The lines from the start of the records below through the line containing "- [ ] Only show" are to be copied exactly, both ends included, with nothing added.

─── Entries shown

Issue #883, opened 2021-06-21
Ds comparison page improvements after first feedback


lmacielvieira:
In order to improve the ds comparison page, some small features should be added.

- [ ] The user should be able to select the datasets to be compared from the dataset list page
- [ ] Add m/z value into the annotation table
- [ ] Add  a popup explaining which MSM is shown in the annotations table
- [ ] Show individual MSM next to each dataset/image, next to its intensity
- [ ] Add a link for each image (annotation within individual dataset) that can be clicked and open the annotation within the selected dataset in a regular view
- [ ] Fix export to CSV

LachlanStuart:
Bug fixes:
- [ ] Fix the default sort order (should be FDR ascending, then MSM descending)
- [ ] Fix the colorization of zero-intensity pixels. On Staging they're showing up as transparent - ion images should only have transparency when there's an optical image.
- [ ] Fix the positioning of the intensity popup when hovering over the image in Firefox

UX changes:
- [ ] Only show a single "cog menu" (intensity scaling, colormap, scale bar color) that affects all images simultaneously
- [ ] Show the name of each dataset above their image so that it's possible to tell them apart if you don't remember how you arranged the grid

I'd expect scientists to want to compare the molecules between datasets in tabular form, so that they don't need to open each annotation and look at all the images one-by-one. However, showing it all at once would be too many columns to display by default, so it'd need to be customizable by the user.
- [ ] Allow user to select a field (MSM, FDR, maxIntensity or totalIntensity) to show in the table with one column per dataset.
- [ ] For dataset-specific fields, show a separate column for each dataset in the CSV (i.e. if you have 5 datasets, then the CSV should have 5 `minIntensity` columns, 5 `maxIntensity` columns, etc.

One suggestion that IIRC came from GM:
- [ ] Ability to filter and/or sort by the number of datasets that include an annotation, so that users can easily see molecules that are shared and/or not shared

Additionally, I'd suggest changing the "Add a popup explaining which MSM is shown in the annotations table" task - IMO the issue isn't that it's unclear which dataset it comes from. The issue is that showing the MSM for the first non-null annotation just isn't very useful, because there's multiple values and instead of summarizing them, one is being arbitrarily picked. I think people would find it more useful to see the best value out of the datasets.
- [ ] Change the MSM/FDR columns to consistently show the best value (highest MSM / lowest FDR) out of the datasets. Also rename them to "Best MSM" / "Best FDR" to reflect this.
[...]

PR #900, opened 2021-07-05
Ds comparison page improvements #1 after first feedback

lmacielvieira:
### Description

In order to improve the ds comparison page, some small features should be added.

Theo
- [x] Add m/z value into the annotation table
- [x] Add  a popup explaining which MSM is shown in the annotations table
- [x] Show individual MSM next to each dataset/image, next to its intensity
- [x] Add a link for each image (annotation within individual dataset) that can be clicked and open the annotation within the selected dataset in a regular view
- [x] Fix export to CSV

Mans
- [x] Only show a single "cog menu" (intensity scaling, colormap, scale bar color) that affects all images simultaneously

Lachlan
 Bug fixes:
- [x] Fix the default sort order (should be FDR ascending, then MSM descending)
- [x] Fix the colorization of zero-intensity pixels. On Staging they're showing up as transparent - ion images should only have transparency when there's an optical image.
- [x] Fix the positioning of the intensity popup when hovering over the image in Firefox

UX changes:
- [x] Only show a single "cog menu" (intensity scaling, colormap, scale bar color) that affects all images simultaneously
- [x] Show the name of each dataset above their image so that it's possible to tell them apart if you don't remember how you arranged the grid

I'd expect scientists to want to compare the molecules between datasets in tabular form, so that they don't need to open each annotation and look at all the images one-by-one. However, showing it all at once would be too many columns to display by default, so it'd need to be customizable by the user.
- [ ] Allow user to select a field (MSM, FDR, maxIntensity or totalIntensity) to show in the table with one column per dataset.
** Added single MSM and FDR valus on each grid annotation image
- [ ] For dataset-specific fields, show a separate column for each dataset in the CSV (i.e. if you have 5 datasets, then the CSV should have 5 `minIntensity` columns, 5 `maxIntensity` columns, etc.
** Print all datasets annotations, where each rows corresponds to a single annotation

One suggestion that IIRC came from GM:
- [x] Ability to filter and/or sort by the number of datasets that include an annotation, so that users can easily see molecules that are shared and/or not shared

Additionally, I'd suggest changing the "Add a popup explaining which MSM is shown in the annotations table" task - IMO the issue isn't that it's unclear which dataset it comes from. The issue is that showing the MSM for the first non-null annotation just isn't very useful, because there's multiple values and instead of summarizing them, one is being arbitrarily picked. I think people would find it more useful to see the best value out of the datasets.
- [x] Change the MSM/FDR columns to consistently show the best value (highest MSM / lowest FDR) out of the datasets. Also rename them to "Best MSM" / "Best FDR" to reflect this.
- [x] Additionally, allow Best MSM/Best FDR to be used for filtering or sorting, because most users will still want to compare images if an annotation has e.g. 5% FDR in one dataset and 50% in another.  (Talk to Veronika if you want more information about this use-case, as she has tried to use METASPACE for dataset comparison in the past, and ran into this inconsistent FDR issue every time)

#883

###### MainImageHeader
- [x] Added props to hide control options

###### DatasetComparisonAnnotationTable
- [x] Added mz value
- [x] Added Best FDR/MSM labels
- [x] Changed default order to FDR ascending
- [x] Exporting each dataset annotation per row to csv

###### DatasetComparisonGrid
- [x] Changed to get ion image settings (colormap, resetviewPort, scalebarColor and resetViewport) from props
- [x] Displays annotation individual MSM value
- [x] Displays annotation individual FDR value
- [x] Adapts ion Image width/height on resize event
- [x] Fixed the colorization of zero-intensity pixels

###### DatasetComparisonPage
- [x] Added global image settings controller

##### Front end
 
- [x] Unit Test
- [ ] e2e Test
 
- [x] Chrome
- [x] Safari
- [x] sm, md, lg, xl, lg


metaspace/webapp/src/modules/Datasets/comparison/DatasetComparisonGrid.tsx
```diff
@@ -234,10 +295,62 @@ export const DatasetComparisonGrid = defineComponent<DatasetComparisonGridProps>
...
+          if (state.gridState[key] && state.gridState[key].colormap
+            && state.gridState[key].colormap !== props.colormap) {
+            diffColormapCount += 1
+          }
+        })
+
+        if (diffColormapCount > 0) {
+          handleGlobalColormapChange()
+        }
+      }
```
LachlanStuart, line 318: This `watchEffect` makes the code much more complex than it needs to be. E.g. it wouldn't need the `if (props.colormap && state.gridState)` and `diffColormapCount` boilerplate logic, and so many layers of `handle***Change` if the `state.gridState[...].ionImageLayers` were set to a `computed` based on `ionImageLayers()` - it would just get recalculated lazily when one of the input parameters changed.

Also, `gridState[...].colormap`, `scaleType` and `colorBarColor` now get their values copied out of `props` - could you please make this component access these fields from `props` directly so that the synchronization code isn't needed? You shouldn't need to pass `onScaleBarColorChange`, `onColormapChange` and `onScaleTypeChange` to `<MainImageHeader` as they'll never be called now that `hideOptions` is used.

metaspace/webapp/src/modules/Datasets/comparison/__snapshots__/DatasetComparisonGrid.spec.ts.snap
```diff
@@ -3,56 +3,46 @@
...
-          <transition-stub mode="out-in" enterclass="opacity-0" leavetoclass="opacity-0" enteractiveclass="duration-150 transition-opacity ease-in-out" leaveactiveclass="duration-150 transition-opacity ease-in-out" class="absolute bottom-0 right-0 mt-3 ml-3 dom-to-image-hidden"></transition-stub>
-          <transition-stub mode="out-in" enterclass="opacity-0" leavetoclass="opacity-0" enteractiveclass="duration-150 transition-opacity ease-in-out" leaveactiveclass="duration-150 transition-opacity ease-in-out" class="absolute top-0 right-0 mt-3 ml-3 dom-to-image-hidden"></transition-stub>
-        </div><button title="Export image" class="button-reset rounded-full bg-gray-100 shadow-xs h-8 w-8 flex items-center justify-center cursor-not-allowed absolute top-0 left-0 mt-3 ml-3 dom-to-image-hidden"><i class="el-icon-download text-xl"></i></button>
-      </div>
+    </div></div> <!----></div></div></mock-el-option> <mock-el-option value="hidden" label="Hidden"></mock-el-option></mock-el-select><transition-stub name="el-zoom-in-top"><!----></transition-stub></div></div></form></span>
+      <!---->
+      </mock-el-popover>
+      <!---->
+      <!---->
```
LachlanStuart, line 16: BTW, if you do `expect(wrapper.element).toMatchSnapshot()` instead of `expect(wrapper).toMatchSnapshot()`, Jest will pretty-print the DOM so that it doesn't stack so many elements on a single line in the snapshots. This makes it a lot more diff-friendly.

The difference is that `expect(wrapper).toMatchSnapshot()` uses the `@vue/test-utils` custom snapshot handler, which just returns the `.innerHTML` directly as a string, whereas `wrapper.element` is a JSDom Element, which Jest can reformat so that each element & attribute goes on its own line.

LachlanStuart (approved):
I like the UI changes, but I think the data flow around `gridState` deserves a cleanup, now that several fields just come from `props` - details in comments. 

If you don't get what I mean about the `computed`, or you have any performance issues with it, LMK. I'm happy to show you show you what I mean, and I think it makes a big difference in the readability of the code.

metaspace/webapp/src/modules/Datasets/comparison/DatasetComparisonPage.tsx
```diff
@@ -140,9 +154,34 @@ export default defineComponent<DatasetComparisonPageProps>({
...
+
+    const handleScaleBarColorChange = (scaleBarColor: string) => {
+      Vue.set(state.globalImageSettings, 'scaleBarColor', scaleBarColor)
+    }
+
+    const handleScaleTypeChange = async(scaleType: string) => {
+      Vue.set(state.globalImageSettings, 'scaleType', scaleType)
+    }
+
+    const handleColormapChange = async(colormap: string) => {
```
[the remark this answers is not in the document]
lmacielvieira: I copied them from dsComparisonGrid, which called a promise inside. It is not needed here, so I will remove. Thx for pointing.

──────

■ **Solution for this problem**:
Issue #883, opened 2021-06-21
Ds comparison page improvements after first feedback


lmacielvieira:
In order to improve the ds comparison page, some small features should be added.

- [ ] The user should be able to select the datasets to be compared from the dataset list page
- [ ] Add m/z value into the annotation table
- [ ] Add  a popup explaining which MSM is shown in the annotations table
- [ ] Show individual MSM next to each dataset/image, next to its intensity
- [ ] Add a link for each image (annotation within individual dataset) that can be clicked and open the annotation within the selected dataset in a regular view
- [ ] Fix export to CSV

LachlanStuart:
Bug fixes:
- [ ] Fix the default sort order (should be FDR ascending, then MSM descending)
- [ ] Fix the colorization of zero-intensity pixels. On Staging they're showing up as transparent - ion images should only have transparency when there's an optical image.
- [ ] Fix the positioning of the intensity popup when hovering over the image in Firefox

UX changes:
- [ ] Only show a single "cog menu" (intensity scaling, colormap, scale bar color) that affects all images simultaneously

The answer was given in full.